PR #1218, opened 2020-09-17
Set Callbacks in Fuzzer and Add CHECKS in App

florian-kuebler:
Recent changes from "if (..._callback_)" to "CHECK(..._callback_)"
led to failed checks in the Fuzzers, as the callbacks were not
explicitly set.

This change sets the required callbacks in the Fuzzer.
Also it replaces the remaining "if"s with "CHECK" to ensure
that the callbacks are properly initialized.

Bug: http://b/168770539
Test: Compile

### DIFF
--- a/OrbitGl/App.cpp
+++ b/OrbitGl/App.cpp
@@ -131,11 +131,9 @@ void OrbitApp::OnCaptureStarted(int32_t process_id, std::string process_name,
         capture_data_ = CaptureData(process_id, std::move(process_name), std::move(process),
                                     std::move(selected_functions), std::move(selected_tracepoints));
 
-        CHECK(capture_started_callback_);
         capture_started_callback_();
 
         if (has_selected_functions) {
-          CHECK(select_live_tab_callback_);
           select_live_tab_callback_();
         }
 
@@ -160,10 +158,8 @@ void OrbitApp::OnCaptureComplete() {
                           GetCaptureData().GetCallstackData()->GetUniqueCallstacksCopy());
         SetTopDownView(GetCaptureData());
 
-        CHECK(capture_stopped_callback_);
         capture_stopped_callback_();
 
-        CHECK(open_capture_finished_callback_);
         open_capture_finished_callback_();
 
         FireRefreshCallbacks();
@@ -172,10 +168,8 @@ void OrbitApp::OnCaptureComplete() {
 
 void OrbitApp::OnCaptureCancelled() {
   main_thread_executor_->Schedule([this]() mutable {
-    CHECK(capture_failed_callback_);
     capture_failed_callback_();
 
-    CHECK(open_capture_failed_callback_);
     open_capture_failed_callback_();
 
     ClearCapture();
@@ -184,10 +178,8 @@ void OrbitApp::OnCaptureCancelled() {
 
 void OrbitApp::OnCaptureFailed(ErrorMessage error_message) {
   main_thread_executor_->Schedule([this, error_message = std::move(error_message)]() mutable {
-    CHECK(capture_failed_callback_);
     capture_failed_callback_();
 
-    CHECK(open_capture_failed_callback_);
     open_capture_failed_callback_();
 
     ClearCapture();
@@ -496,7 +488,6 @@ void OrbitApp::SetSamplingReport(
     absl::flat_hash_map<CallstackID, std::shared_ptr<CallStack>> unique_callstacks) {
   auto report =
       std::make_shared<SamplingReport>(std::move(sampling_profiler), std::move(unique_callstacks));
-  CHECK(sampling_reports_callback_);
   DataView* callstack_data_view = GetOrCreateDataView(DataViewType::kCallstack);
   sampling_reports_callback_(callstack_data_view, report);
 
@@ -511,7 +502,6 @@ void OrbitApp::SetSelectionReport(
     SamplingProfiler sampling_profiler,
     absl::flat_hash_map<CallstackID, std::shared_ptr<CallStack>> unique_callstacks,
     bool has_summary) {
-  CHECK(selection_report_callback_);
   auto report = std::make_shared<SamplingReport>(std::move(sampling_profiler),
                                                  std::move(unique_callstacks), has_summary);
   DataView* callstack_data_view = GetOrCreateSelectionCallstackDataView();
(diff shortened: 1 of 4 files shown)


dpallotti:
As Ronald wrote in the bug, this renders the `CHECK`s useless. Either we accept it and remove the `CHECK`s, or the initialization to dummy functions should happen in the fuzzer(s).

florian-kuebler:
As written in the bug. These checks are basically explicitly stating the assumption that the function is save to call. Yes, currently this will be the case, but they should prevent us from changes in the future.

However, if you both strongly argue to remove the checks, that would be also fine for me to remove them. I would however, strongly avoid setting the callbacks in the fuzzer.

dpallotti:
> As written in the bug. These checks are basically explicitly stating the assumption that the function is save to call. Yes, currently this will be the case, but they should prevent us from changes in the future.
> 
> However, if you both strongly argue to remove the checks, that would be also fine for me to remove them. I would however, strongly avoid setting the callbacks in the fuzzer.

On my side, the point is not about removing the `CHECK`s, but rather about the fact that they no longer guarantee that clients of `OrbitApp` set the callbacks and whether we are fine with this or not. So the question is, why

> I would however, strongly avoid setting the callbacks in the fuzzer.

? Is it because they are many and it's messy to set them all for each fuzzer?

florian-kuebler:
> > As written in the bug. These checks are basically explicitly stating the assumption that the function is save to call. Yes, currently this will be the case, but they should prevent us from changes in the future.
> > However, if you both strongly argue to remove the checks, that would be also fine for me to remove them. I would however, strongly avoid setting the callbacks in the fuzzer.
> 
> On my side, the point is not about removing the `CHECK`s, but rather about the fact that they no longer guarantee that clients of `OrbitApp` set the callbacks and whether we are fine with this or not. So the question is, why
> 
> > I would however, strongly avoid setting the callbacks in the fuzzer.
> 
> ? Is it because they are many and it's messy to set them all for each fuzzer?

I see your point. My point was basically, not messing up the fuzzer here, you are right. Still I have the feeling, that a controller (the app), should be in a well behaving state after just constructing it.

OrbitGl/App.cpp
```diff
@@ -131,11 +131,11 @@ void OrbitApp::OnCaptureStarted(int32_t process_id, std::string process_name,
         capture_data_ = CaptureData(process_id, std::move(process_name), std::move(process),
```
dimitry-, line 131: this is comment on the commit message: s/Dummy/Empty/

dimitry- (approved):
Otherwise lgtm

dimitry-:
As for checks... someone could still set these to nullptr if I am not mistaken.. But I agree they look less useful now. Maybe move these CHECKs to Set*Listener functions?

florian-kuebler:
> As for checks... someone could still set these to nullptr if I am not mistaken.. But I agree they look less useful now. Maybe move these CHECKs to Set*Listener functions?

Just as a note, the callbacks are all value type functions. It is just that the default constructor of std::function will create a function that fails when it is called.
In general, I like the idea of moving the checks to the setter.

florian-kuebler:
Thanks for your reviews so far. I moved the CHECKS to the setter methods

ronaldfw:
> As written in the bug. These checks are basically explicitly stating the assumption that the function is save to call. Yes, currently this will be the case, but they should prevent us from changes in the future.

You are right that the CHECKs are still useful, but they lose a lot of what they were guarding us against before, which is: At some point between creation of the object and calling these methods, these callbacks have been properly initialized. That logic is potentially fragile and I'm not in favor of losing the guards against that. (Echoing what @dpallotti dpallotti said, I think.)

Moving the CHECKs to the setter as suggested by @dimitry- helps a bit, but it doesn't guarantee that the Set* methods are actually ever called (which is what we have as a guarantee now). 

If possible, I'd prefer to fix the root cause in the fuzzer. Can you clarify why you don't like that approach?

ronaldfw:
> I see your point. My point was basically, not messing up the fuzzer here, you are right. Still I have the feeling, that a controller (the app), should be in a well behaving state after just constructing it.

But is it even possible that the app is in a well behaving state just after constructing it? If the callbacks are default initialized to do nothing, then you can call them (in the places where we had the CHECKs), but the UI is broken (unless the Set* methods are properly called, which we would have no guarantee for anymore). I'd not consider that well behaving.

florian-kuebler:
> > I see your point. My point was basically, not messing up the fuzzer here, you are right. Still I have the feeling, that a controller (the app), should be in a well behaving state after just constructing it.
> 
> But is it even possible that the app is in a well behaving state just after constructing it? If the callbacks are default initialized to do nothing, then you can call them (in the places where we had the CHECKs), but the UI is broken (unless the Set* methods are properly called, which we would have no guarantee for anymore). I'd not consider that well behaving.

I'd argue that this depends on the definition of well behaving. The whole idea of the callbacks is to decouple our controller (the app) from the UI. So a controller that has not called the Set* methods, can still count on the behaviours of functions, but with having no visual response. Which is especially true for the fuzzer, but might also be relevant for e.g. tests.

As I said, I also see your point. I would loop in @beckerhe, as this would basically affect the fuzzers.

ronaldfw:
> I'd argue that this depends on the definition of well behaving. The whole idea of the callbacks is to decouple our controller (the app) from the UI. So a controller that has not called the Set* methods, can still count on the behaviours of functions, but with having no visual response. Which is especially true for the fuzzer, but might also be relevant for e.g. tests.

The case we care about the most is the behavior when the app is in front of a user. Maybe there is a different way to guarantee that callbacks have been properly initialized or maybe the fuzzer could use a different type of App class, etc. I don't have insight into all parts that are affected here, but I'd like use to carefully consider what we are giving up here.

florian-kuebler:
> > I'd argue that this depends on the definition of well behaving. The whole idea of the callbacks is to decouple our controller (the app) from the UI. So a controller that has not called the Set* methods, can still count on the behaviours of functions, but with having no visual response. Which is especially true for the fuzzer, but might also be relevant for e.g. tests.
> 
> The case we care about the most is the behavior when the app is in front of a user. Maybe there is a different way to guarantee that callbacks have been properly initialized or maybe the fuzzer could use a different type of App class, etc. I don't have insight into all parts that are affected here, but I'd like use to carefully consider what we are giving up here.

Right. As I said, I have no strong opinion on this. So I changed the code accordingly (default initiazlization and checks in the App and Set* calls in the Fuzzer).

ronaldfw (approved):
Please update the PR description, o/w LGTM!

florian-kuebler:
Done. Will merge now. Thanks for the review!.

• • • •

» **Exercise goal**: State how many lines in the listing above contain the word "string", giving only the number.

» **Expected answer**: 2